= Tammy Hensrud =

American opera singer

Tammy Hensrud is an American opera singer and teacher credited with hundreds of international performances. She is an adjunct Professor of Voice at Hofstra University.

She portrayed many trouser roles from Mozart's Cherubino and Sesto, to Strauss' Octavian and Composer, as well as the Rossini heroines of Rosina, Cenerentola and Isabella. She made her European debut in Klagenfurt as Romeo in Bellini's I Capuleti e I Montecchi while still in the Vienna State Opera's Young Artist Program. Following a career with more than 35 roles in the mezzo-soprano repertoire, Hensrud embarked on a career as a soprano performing roles such as Amelia, Lady Macbeth, Senta, Chrysothemis, and Vanessa along with such roles as Donna Elvira, Tosca and Lisa.
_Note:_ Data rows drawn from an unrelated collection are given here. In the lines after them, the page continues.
PR #157, opened 2021-08-18
Flow.tx_rx tx_names and rx_names

ajbalogh:


flow/endpoint.yaml
```diff
@@ -70,6 +70,15 @@ components:
           enum: [mesh, one_to_one]
           default: mesh
         tx_names:
+          description: |-
+            The system will use information from the supplied tx_names to populate the following
+            flow.packet.header fields if they are present:
+              - ethernet.dst using device ipv4 addresses from either interfaces, route ranges etc.
+              - ethernet.src using ethernet.mac addresses from ethernet interfaces
+              - ipv4.src using device ipv4 addresses from either interfaces, route ranges etc.
```
vinjose, line 78: Do we need to document this now -  Those are convenience features that can be looked at later.

ajbalogh: Those implicit actions are already being done in other implementations (snappi[ixnetwork]) so they should be documented now so there is no confusion at a later date.

ajbalogh: And users of snappi[ixnewtork] are already expecting that behavior.

ashutshkumr:
Although no change was done for txrx port, I think following description needs to be changed:
"A container for a transmit port and 0..n intended receive ports" -> should be 0..1 intended receive port.

ashutshkumr:
For one_to_one mapping, here’s the excerpt from documentation.
 
> The one_to_one mode creates traffic between each value pair in of tx_names and rx_names by index. The length of tx_names and rx_name MUST be the same. Identical values in tx_names or rx_names MUST raise an error.
 
I see one exception here, i.e. the document does not explicitly state what happens if number of addresses in bgpv4 route rr1 (tx) is different from rr2 (rx).

We don't need to use route range terminology, but we need to specify that length of values contained in each corresponding device needs to be same as well.

flow/endpoint.yaml
```diff
@@ -70,6 +70,15 @@ components:
           enum: [mesh, one_to_one]
           default: mesh
         tx_names:
+          description: |-
+            The system will use information from the supplied tx_names to populate the following
+            flow.packet.header fields if they are present:
+              - ethernet.dst using device ipv4 addresses from either interfaces, route ranges etc.
```
ashutshkumr, line 76: shouldn't this description be in rx_names  and modified a little to imply "ethernet.dst using resolved mac addresses obtained using device ipv4 addresses from either interfaces, route ranges etc." ?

As a soprano, Hensrud has appeared in opera houses throughout Europe and the US including the Vienna State Opera, Stuttgart Opera, Théâtre du Châtelet in Paris, Klagenfurt Stadttheater, the Salzburg Summer and Easter Festivals, the Metropolitan Opera, Cleveland Opera, Opera Orchestra of New York, and Liederkranz Opera.

Since 2008 Hensrud has also performed with soprano Korliss Uecker as the vocal duo "Feminine Musique". The duo specialises in performing works by women composers and have presented lecture recitals at conferences and festivals in the US and internationally.